■ WHAT IS BEING ASKED:
The entries below contain a stretch that opens with the line containing "authorize Project, :index?" and closes with the line containing "[Add Team projects"; set down that stretch exactly, both ends included, and nothing else.

Records excerpted from a collection

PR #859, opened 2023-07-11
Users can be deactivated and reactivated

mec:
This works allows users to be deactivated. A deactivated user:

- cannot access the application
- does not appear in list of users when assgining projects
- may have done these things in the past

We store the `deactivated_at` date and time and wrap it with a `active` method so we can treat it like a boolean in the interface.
...
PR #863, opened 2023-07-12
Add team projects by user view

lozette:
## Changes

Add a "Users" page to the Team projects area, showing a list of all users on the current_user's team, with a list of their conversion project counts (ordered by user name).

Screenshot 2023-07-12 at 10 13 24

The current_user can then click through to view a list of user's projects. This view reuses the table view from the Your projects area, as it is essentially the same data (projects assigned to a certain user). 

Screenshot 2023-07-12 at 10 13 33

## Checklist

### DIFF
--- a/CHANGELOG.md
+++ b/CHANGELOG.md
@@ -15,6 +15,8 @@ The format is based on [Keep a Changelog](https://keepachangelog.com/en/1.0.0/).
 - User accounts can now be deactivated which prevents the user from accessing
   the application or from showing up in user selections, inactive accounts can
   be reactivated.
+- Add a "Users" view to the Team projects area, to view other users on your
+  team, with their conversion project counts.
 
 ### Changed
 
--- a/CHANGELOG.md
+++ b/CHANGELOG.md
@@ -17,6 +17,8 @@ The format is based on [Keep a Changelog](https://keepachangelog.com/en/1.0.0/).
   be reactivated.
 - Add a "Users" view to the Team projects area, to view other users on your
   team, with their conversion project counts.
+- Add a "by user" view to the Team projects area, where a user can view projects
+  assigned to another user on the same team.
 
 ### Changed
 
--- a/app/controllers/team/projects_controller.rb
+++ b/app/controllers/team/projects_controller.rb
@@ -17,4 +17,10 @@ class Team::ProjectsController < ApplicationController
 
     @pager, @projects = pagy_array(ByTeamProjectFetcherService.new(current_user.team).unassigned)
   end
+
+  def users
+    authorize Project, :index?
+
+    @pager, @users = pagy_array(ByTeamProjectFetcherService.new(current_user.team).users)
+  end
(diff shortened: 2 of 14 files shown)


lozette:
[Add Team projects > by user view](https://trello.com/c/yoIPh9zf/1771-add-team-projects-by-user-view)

■ RESPONSE BELOW:
+    authorize Project, :index?
+
+    @pager, @users = pagy_array(ByTeamProjectFetcherService.new(current_user.team).users)
+  end
(diff shortened: 2 of 14 files shown)


lozette:
[Add Team projects > by user view](https://trello.com/c/yoIPh9zf/1771-add-team-projects-by-user-view)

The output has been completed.